I lay on the floor wondering if someone was going to burst in and drag me away. Kidnappings in Iraq sometimes worked that way: attackers would use explosives to blast open the gates before coming inside. I could hear my heart beating and my own deep breathing. Shaking, I stood up, put on my clothes, and grabbed my satellite phone and notebook. I shouted Guy’s name and heard him shouting mine. Out in the hall, we saw the hotel workers with shocked, white faces. “Are you okay?” I screamed. “Is everything okay?”
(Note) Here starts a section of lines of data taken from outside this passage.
PR #890, opened 2024-01-29
CDF-20827: make FilesRelationTest less flaky

dmivankov:
Create all files (&labels) that test expects to see as part of test setup,
cleanup afterwards. Should make this test work in any project.

Changes are similar to EventRelationTest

They told me there had been an explosion at the hotel where the NBC crews stayed. We ran outside and around the corner and saw broken windows and lots of smoke. People poured out into the streets, and soon all the reporters got on their phones. I stared in amazement at the burning hotel. Then I turned and saw the man from the night before, Mustafa, standing nearby. He was watching the scene, and when he saw me, he nodded and smiled. I suddenly remembered him asking me where I was staying and mentioning the hotel that had just been bombed. I walked toward him, but he stopped smiling and shook his head as if to say, don’t.

A white car stopped in front of him. He got in, and the car drove away.

I talked to people from NBC and learned that at least one man, a Somali guard, had been killed. After finishing my report for NPR, I did a quick interview with a German radio station. Back in Germany, my professor Lothar Brock heard it and emailed to say that he was worried about me. My voice had been trembling, he wrote, and I seemed to be in shock. I hadn’t realized how traumatized I was.

That afternoon, I learned more bad news: Aquila al-Hashimi was dead. I had already missed the funeral, but I wanted to visit her family and offer my condolences. When I arrived at the house, a young boy pointed me toward a room.